How we pay attention changes the shape of our brains - pseudolus
https://lithub.com/how-we-pay-attention-changes-the-very-shape-of-our-brains/
======
BigHatLogan
I've been thinking about this a lot more recently, especially because I've
been trying to quit social media. One of the more insidious parts of spending
all day scrolling, tweeting, and swiping, is that you become what you pay
attention to. I think it was Frederick Douglas, the 19th century abolitionist,
who said: "A man is worked on by what he works on." We don't live in a vacuum,
conjuring thoughts on our own. The things we do have a huge impact on the
things we think, whether we realize that or not.

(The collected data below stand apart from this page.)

Issue #6058, opened 2023-01-31
Astro 2.0 warning when using sourcemaps


JLarky:
### What version of `astro` are you using?

2.0.4

### Are you using an SSR adapter? If so, which one?

None

### What package manager are you using?

yarn

### What operating system are you using?

Mac

### Describe the Bug

Starting from 2.0 running `astro build` causes this warning when using sourcemaps. I haven't tested it thoroughly, but it seems like this is just a warning and sourcemaps for my code are still there.

Warning:
```
09:45:56 PM [build] Building static entrypoints...
Sourcemap is likely to be incorrect: a plugin (astro:scanner) was used to transform files, but didn't generate a sourcemap for the transformation. Consult the plugin documentation for help
Sourcemap is likely to be incorrect: a plugin (astro:scanner) was used to transform files, but didn't generate a sourcemap for the transformation. Consult the plugin documentation for help
09:45:56 PM [build] Completed in 328ms.
```

stackblitz is just a fork of default astro template where I enabled sourcemaps and ran `build`:

<img width="674" alt="image" src="https://user-images.githubusercontent.com/7026/215668089-7877375b-98ca-45d7-8363-1d71be0129a2.png">

### Link to Minimal Reproducible Example

https://stackblitz.com/edit/github-ytzf7d?file=astro.config.mjs&startScript=build

### Participation

- [ ] I am willing to submit a pull request for this issue.

JLarky:
hey, didn't mean to rain on your parade, but :)

while the simplest possible case (the stackblizt link that I created) was fixed, I still see those errors in my production website

<img width="1783" alt="image" src="https://user-images.githubusercontent.com/7026/218286517-bb5dc352-5ac5-4283-8172-b8a2c7fc298c.png">

here's an example of latest (2.0.10) build that produces the same warnings https://github.com/JLarky/qgp.app/actions/runs/4153799688/jobs/7185669325

<img width="1046" alt="image" src="https://user-images.githubusercontent.com/7026/218286627-32fb4d7a-34bf-4157-8603-790d373b22b6.png">

bluwy:
Seems to be caused by https://github.com/withastro/astro/blob/8b7cb64dadfca93c65d62df54754633d398cb2ed/packages/astro/src/content/vite-plugin-content-imports.ts#L130

That might need magic-string to replace and generate a new sourcemap.

wulinsheng123:
mark

PR #6808, opened 2023-04-10
Remove unnecessary transform for content imports

bluwy:
## Changes

In `vite-plugin-content-imports`, there's a transform to escape Vite references. However, in the load hook we already did that, so we should be able to remove the transform hook.

Fix https://github.com/withastro/astro/issues/6058 (there was a sourcemap warning in the transform hook)

## Testing

Existing tests should pass.

## Docs

n/a. bug fix.

### DIFF
--- a/.changeset/ninety-frogs-impress.md
+++ b/.changeset/ninety-frogs-impress.md
@@ -1,0 +1,5 @@
+---
+'astro': patch
+---
+
+Remove unnecessary escape transform for content imports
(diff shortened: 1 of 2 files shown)


bluwy:
Looks like this break docs 👀

bholmesdev:
Thanks @bluwy! Was actually refactoring this while working on data collections, and I found a better fix: **don't use `load` at all.** Always use the `transform` hook to handle flags like this to avoid Vite post-processing for certain files. I was finding that Vite's JSON transform was super aggressive even on flag imports and virtual modules. Moving everything to a transform, I was able to avoid this _and_ keep our tests passing. Think I'll make a code refactor PR so we don't need to wait on data collections for the change.

bluwy:
Awesome! That makes sense to me, and thanks for chiming in. I'll close this for now then so we can fix it in a different way.

Issue #6629, opened 2023-03-22
2.1.5 regression: `astro check` fails with “`astro sync` command failed to generate content collection types”


andersk:
### What version of `astro` are you using?

2.1.5

### Are you using an SSR adapter? If so, which one?

None

### What package manager are you using?

npm

### What operating system are you using?

Linux

### What browser are you using?

Firefox

### Describe the Bug

`astro check` fails in a project using collections. It worked in 2.1.4.

This can be reproduced in the standard blog example (https://astro.new/blog).

```console
❯ astro check
01:33:17 PM [check] Checking files
 error   `astro sync` command failed to generate content collection types.
  Hint:
    Check your `src/content/config.*` file for typos.
  File:
    /home/projects/aonipylmz.github/node_modules/astro/dist/core/errors/errors.js:26:5
  Code:
    25 |   }
    > 26 |   setLocation(location) {
         |     ^
      27 |     this.loc = location;
      28 |   }
      29 |   setName(name) {
  Stacktrace:
Error
    at AstroError (file:///home/projects/aonipylmz.github/node_modules/astro/dist/core/errors/errors.js:26:5)
    at sync (file:///home/projects/aonipylmz.github/node_modules/astro/dist/core/sync/index.js:83:11)
```

### Link to Minimal Reproducible Example

https://astro.new/blog

### Participation

- [ ] I am willing to submit a pull request for this issue.

bholmesdev:
Confirmed this was introduced by #6617, which resolved a _different_ urgent issue 😓 

Tagging @bluwy and @MoustaphaDev in case they have context on this change. Seems to be an issue resolving the `astro:content` virtual module.

PR #6811, opened 2023-04-10
Fix check CLI fs load fallback behaviour

bluwy:
## Changes

Fix https://github.com/withastro/astro/issues/6629

In `vite-plugin-load-fallback`, the `fs` check wasn't right when the `fs` is from `import * as fs from 'fs'`. This PR fixes it. 

I also simplified the `resolveId` hook as the `this.resolve` and always `slashify` part doesn't seem necessary. Other plugins should've already resolve before the `load-fallback` plugin, and always `slashify` makes it impossible for a plugin to run `this.resolve` to check if an id is resolveable (e.g. `tsconfig-alias` plugin `baseUrl`)

## Testing

Existing tests should pass. The edgecase in #6629 is a little hard to test, but once I do some tsconfig aliases soon, the regression shouldn't happen again.

## Docs

n/a. bug fix.

### DIFF
--- a/.changeset/angry-experts-compete.md
+++ b/.changeset/angry-experts-compete.md
@@ -1,0 +1,5 @@
+---
+'astro': patch
+---
+
+Fix check CLI fs load fallback behaviour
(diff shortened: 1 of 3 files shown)


Princesseuh (approved):
I don't completely understand the code here (I'm not 100% sure why sync needs to be passed an instance of fs, I assume it's for tests?), but nonetheless the code make sense and the tests pass, so it looks good to me

matthewp (approved):

bluwy:
Yeah sync is passed with fs so it can be unit-tested to swap out the fs

PR #6813, opened 2023-04-10
Update issue template with link

ElianCodes:
## Changes

Updates note on *minimal example* with link to creating minimal examples on the astro docs: https://docs.astro.build/en/guides/troubleshooting/#creating-minimal-reproductions

## Testing

Not really tested

## Docs

No docs needed, since this is a ref to docs


bluwy (approved):
Nice guide!

Issue #6551, opened 2023-03-15
Questions about style import of scss+svelte+astro


mydracula:
### What version of `astro` are you using?

latest 

### Are you using an SSR adapter? If so, which one?

none

### What package manager are you using?

npm

### What operating system are you using?

Windows

### What browser are you using?

Chrome

### Describe the Bug

1.How to import `base.scss` globally，I want to use ` @include` or `@extend`
```
import { defineConfig } from 'astro/config';
import mdx from '@astrojs/mdx';
import sitemap from '@astrojs/sitemap';
import svelte from '@astrojs/svelte';

saving
export default defineConfig({
  integrations: [mdx(), sitemap(), svelte()],
  vite: {
    css: {
      preprocessorOptions: {
        scss: {
          additionalData: '@use "src/styles/base.scss" as *;',
        },
      },
    },
  },
});
```
2.if the import is displayed，I use`@import '$styles/variables.scss';` 

### Link to Minimal Reproducible Example

https://stackblitz.com/edit/github-v55sfg?file=src/components/Test.svelte

### Participation

- [x] I am willing to submit a pull request for this issue.

bluwy:
I don't think aliases from tsconfig work in css/scss at the moment, is that the issue you're facing?

mydracula:
> 

yes I want to know how to use the path with astro and scss

PR #6812, opened 2023-04-10
Add more tsconfig alias tests

bluwy:
## Changes

Add more tests to tsconfig aliases, which covers previous regressions from:
- https://github.com/withastro/astro/issues/6620
- https://github.com/withastro/astro/issues/6613
- https://github.com/withastro/astro/pull/6566

Also added tests for `@import` in todo that I'll work on in a later PR.

## Testing

New tests should pass.

## Docs

n/a. tests only.

PR #6816, opened 2023-04-11
Support tsconfig aliases in CSS `@import`

bluwy:
## Changes

Fix https://github.com/withastro/astro/issues/6551 (take 2)
Supersedes https://github.com/withastro/astro/pull/6626

This PR refactors `vite-plugin-config-alias`, and adds a `config.createResolver` patch that would make this plugin apply to CSS `@import` too. Even though this is a bit hacky, it's the only way to make it work completely.

## Testing

https://github.com/withastro/astro/pull/6812 added tests that previously caused regressions.

This PR also adds more tests for dev and build, and runs on Windows too.

## Docs

n/a. [Import aliases in the docs](https://docs.astro.build/en/guides/typescript/#import-aliases) should already implicitly apply for style `@import` too, so I don't think this needs to be explicitly documented.


Princesseuh:
Is there a world in which using a plugin like https://github.com/aleclarson/vite-tsconfig-paths would reduce the amount of code we need to do ourselves?

bluwy:
`vite-tsconfig-paths` actually has this issue too (https://github.com/aleclarson/vite-tsconfig-paths/issues/41), but if it get fixed upstream, I think it makes sense to use the plugin. It's quite exhausting to maintain this 🥲

If the patch works in this PR, I can upstream the changes too.

Princesseuh (approved):
Looks good! Would love to see us use an upstream plugin for this in the future to reduce the maintenance burden though

Issue #6788, opened 2023-04-08
Slot fallback is showing even when passing in a slot prop.


edoardofelici:
### What version of `astro` are you using?

2.2.1

### Are you using an SSR adapter? If so, which one?

None

### What package manager are you using?

pnpm

### What operating system are you using?

Windows

### What browser are you using?

Chrome

### Describe the Bug

The slot fallback is now showing even when a slot prop is provided to the 'slottable' component. This bug will break a lot of UIs. 

The regression version is '2.2.1'. Version '2.2.0' is working fine. 

See provided stackblitz example, where installing astro@2.2.0 fixes the problem. 

### Link to Minimal Reproducible Example

https://stackblitz.com/edit/withastro-astro-ombtg4?file=src/pages/index.astro

### Participation

- [ ] I am willing to submit a pull request for this issue.

lukeshiru:
The same thing is happening to me. Here's a simple code example:

```astro
<!-- Child.astro -->
<strong>
  <slot name="foo">Default value</slot>
</strong>

<!-- Parent.astro -->
<Child>
  <span slot="foo">Hi</span>
</Child>
```

Results in:

```html
<strong>
  <span>Hi</span>Default value
</strong>
```

Expected (and previous behavior):

```html
<strong>
  <span>Hi</span>
</strong>
```

I'll roll back to `2.2.0` in the meantime. Thanks for reporting @edoardofelici!

kamranahmedse:
I can confirm the same behavior. Rolling back to `2.2.0` fixed the issue.

PR #6819, opened 2023-04-11
Fix slot fallbacks unexpectedly showing up in some cases

MoustaphaDev:
## Changes

Fix https://github.com/withastro/astro/issues/6788

Check if there's no slotted content before showing the fallback

## Testing

Check if the fallback content doesn't appear next to the slotted content

## Docs

N/A, bug fix

### DIFF
--- a/packages/astro/src/runtime/server/render/slot.ts
+++ b/packages/astro/src/runtime/server/render/slot.ts
@@ -35,7 +35,7 @@ export async function* renderSlot(
 		yield* iterator;
 	}
 
-	if (fallback) {
+	if (fallback && !slotted) {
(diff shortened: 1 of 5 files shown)


packages/astro/src/runtime/server/render/slot.ts
```diff
@@ -35,7 +35,7 @@ export async function* renderSlot(
 		yield* iterator;
 	}
 
-	if (fallback) {
+	if (fallback && !slotted) {
```
MoustaphaDev, line 38: The `yield` keyword doesn't return so we also have to check that there's no slotted content

Princesseuh (approved):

I'm also reminded of the biblical passage: "Ask and it will be given to you;
seek and you will find. For everyone who asks receives; he who seeks finds."
I'm not particularly religious but that line has always stuck with me.

I think that might be less, "If I ask for a car I'll get a car", and more "If
I tune my senses towards whatever it is I want (a promotion, a new job, to be
a better parent), then subconsciously my brain might start working to better
see those opportunities where they exist." I've seen firsthand in my career
that people who were open to opportunities advanced much farther than I did
because I closed myself to all of them, waving them away, acting cynical about
the whole endeavor. I wish I hadn't done that. I just wasn't seeing what my
coworkers were seeing.

I'll stop myself before I keep rambling.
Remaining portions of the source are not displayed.